EXERCISE DIRECTIONS:
Check every line of the entries that follow, and copy the ones containing "updating".

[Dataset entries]
* * * *
PR #10144, opened 2024-11-18
fix(product): Update full descendant tree mpath when updating parent category id

adrien2p:
FIXES FRMW-2774

**What**
When updating the parent category id, all descendant mpath should be re computed


packages/modules/product/integration-tests/__tests__/product-category.ts
```diff
@@ -1129,6 +1129,109 @@ moduleIntegrationTestRunner<Service>({
             ])
           )
         })
+
+        it(`should update the mpath of the fulle descenden tree successfully when moving the grand parent in the hierarchy`, async () => {
```
carlos-r-l-rodrigues:
```suggestion
        it(`should update the mpath of the full descendent tree successfully when moving the grand parent in the hierarchy`, async () => {
```

carlos-r-l-rodrigues (approved):

PR #10150, opened 2024-11-19
feat: add optional fields

thetutlage:
Optional fields are precursor to the `default` value. Since it doesn't make sense to assign a default value, unless the field is marked as optional.

Fixes: FRMW-2786


thetutlage:
CC @shahednasser for documentation.

You can now make fields optional using DML using the `optional` modifier.

```ts
model.define('Product', {
  title: model.string(),
  handle: model.string().optional()
})
```

## How is it different from `nullable`?
The `nullable` fields are marked as `nullable` within the database and they should be defined as `null` when no value is provided. Whereas, `optional` fields can be `undefined/missing` altogether.

```ts
// With nullable
const product = {
  handle: null
}

// With optional
const product = {
  handle: undefined
}
```

carlos-r-l-rodrigues (approved):

adrien2p (approved):

PR #10151, opened 2024-11-19
feat(core-flows,medusa): Add API to update cart's customer

riqwan:
what:

- adds an endpoint that updates a cart's customer

RESOLVES CMRC-718


olivermrbl (approved):
LGTM

PR #10158, opened 2024-11-19
feat(types, js-sdk): add updateCustomer to js-sdk

riqwan:
what:

- adds new `POST /store/cart/:id/customer` endpoint to js sdk


packages/core/js-sdk/src/store/index.ts
```diff
@@ -941,6 +941,38 @@ export class Store {
...
+     * @param headers - Headers to pass in the request.
+     * @returns The updated cart.
+     *
+     * @example
+     * sdk.store.cart.updateCustomer("cart_123", {})
+     * .then(({ cart }) => {
+     *   console.log(cart)
+     * })
+     */
+    updateCustomer: async (
```
olivermrbl: nit/suggestion(non-blocking): Wdyt of `transferCustomer`

packages/core/js-sdk/src/store/index.ts
```diff
@@ -941,6 +941,38 @@ export class Store {
...
+      id: string,
+      body: HttpTypes.StoreUpdateCartCustomer,
```
olivermrbl: thought: Can we remove the `body` param and always pass `{}` in the `fetch` call?

That way you could consume it like so:
```ts
sdk.store.cart.transferCustomer("cart_123")
```

olivermrbl (approved):
LGTM, two suggestions :)

packages/core/js-sdk/src/store/index.ts
riqwan: wouldn't it be the other way around? `transferCart('cart_id')`?

olivermrbl: Yes, my bad. Alternatively `setCustomer`. It's super nitpicky so I'll let you decide, but I just feel like `updateCustomer` intuitively tells me that I can update the customer information (not only the ID) on the cart 😄

packages/core/js-sdk/src/store/index.ts
riqwan: done!

PR #10170, opened 2024-11-19
fix: Remove undefined from events in update

olivermrbl:
**What**

Let's imagine we perform a selector update on a resource that doesn't exist:
```
await updateCountries({ region_id: "reg_123" }, { : metadata: { ... } })
```
(`reg_123` doesn't exist). 

The underlying Medusa Service `update` call will return an empty result set. Because we assign the first entry in the result set to `response,` the response will be `[ undefined ]`.

Then, `response` is passed to the event factory builder that builds events using `response.map(r => r.id)` which is the piece that throws and leads to the following error: 
```
message: "Cannot read properties of undefined (reading 'id')",
stack: "TypeError: Cannot read properties of undefined (reading 'id')\n at /[redacted]/node_modules/@medusajs/utils/src/modules-sdk/event-builder-factory.ts:69:30\n"
```

@adrien2p @carlos-r-l-rodrigues let me know if this change is better suited elsewhere.


packages/modules/region/integration-tests/__tests__/region-module.spec.ts
```diff
@@ -403,6 +403,16 @@ moduleIntegrationTestRunner<IRegionModuleService>({
         expect(resp.countries).toHaveLength(2)
       })
 
+      it.only("should delete a region without countries", async () => {
```
adrien2p: Todo: rm .only

adrien2p (approved):
Nice catch 🫡

packages/modules/region/integration-tests/__tests__/region-module.spec.ts
```diff
@@ -403,6 +403,16 @@ moduleIntegrationTestRunner<IRegionModuleService>({
...
       })
 
+      it("should delete a region without countries", async () => {
+        const createdRegion = await service.createRegions({
+          name: "North America",
+          currency_code: "USD",
+          countries: [],
+        })
+
+        await service.softDeleteRegions([createdRegion.id])
```
adrien2p, line 413: Q: should we add an expectation ? You can retrieve with deleted and check that it is properly set

olivermrbl: Yeah, just thought of it, let me do that 😄

carlos-r-l-rodrigues (approved):

PR #11094, opened 2025-01-22
Update admin_products_export.yaml

Dev-Abdullah-H:
fixed typo


shahednasser (changes requested):
Thank you for your contribution! But can you make the change instead in `www/utils/generated/oas-output/operations/admin/post_admin_products_export.ts`? The file you changed is generated from this file.

PR #11106, opened 2025-01-23
feat(ui,dashboard): Migrate SC tables to DataTable

kasperkristensen:


fPolic (approved):
Looks good!

One thing I noticed is that now when mouse is dragged over a row the entire table seems to rerender.

kasperkristensen:
> Looks good!
> 
> One thing I noticed is that now when mouse is dragged over a row the entire table seems to rerender.

Good catch! It was the state that I use to track which row is being hovered that was causing the entire component to re-render each time it changes. Switched it out with a useRef instead.

PR #11107, opened 2025-01-23
fix(dashboard): Format i18n schema with Prettier

kasperkristensen:
**What**
- Formats the schema that is generated by `yarn i18n:schema`. 
- Ensures we don't end up with huge diffs if one team member forgets to format the schema in one PR, and the schema is then updated and formatted later on.


sradevski (approved):

olivermrbl (approved):
yeees, like it

PR #11108, opened 2025-01-23
fix(medusa,cli): Resources not correctly loaded when running the migration scripts

adrien2p:
FIXES FRMW-2888

**What**
Since the migration scripts runner run as part of the migrate script, we were cleaning up the resources but we didn't take into consideration that links are loading automagically by just importing the links. The issue is that once a link have been imported, the next import will rely on the cached module and therefore when cleaning the resources, re importing those links is not enough. Instead, we are now treating the run-script as a separate command that we run during running the migration so that resources are isolated and loaded according to the need of each script themselves


olivermrbl (approved):

adrien2p:
@olivermrbl do not merge it yet please, i need to throw an été on something about it 👌

adrien2p:
@olivermrbl it should be good now, we re tested it with @christiananese to be absolutely sure. I ve just found out that I had fulfillment tests failing though, this sounds weird so I ll see if it happens again during the next run I have fired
* * * *
COMPLETED TASK:
fix(product): Update full descendant tree mpath when updating parent category id
When updating the parent category id, all descendant mpath should be re computed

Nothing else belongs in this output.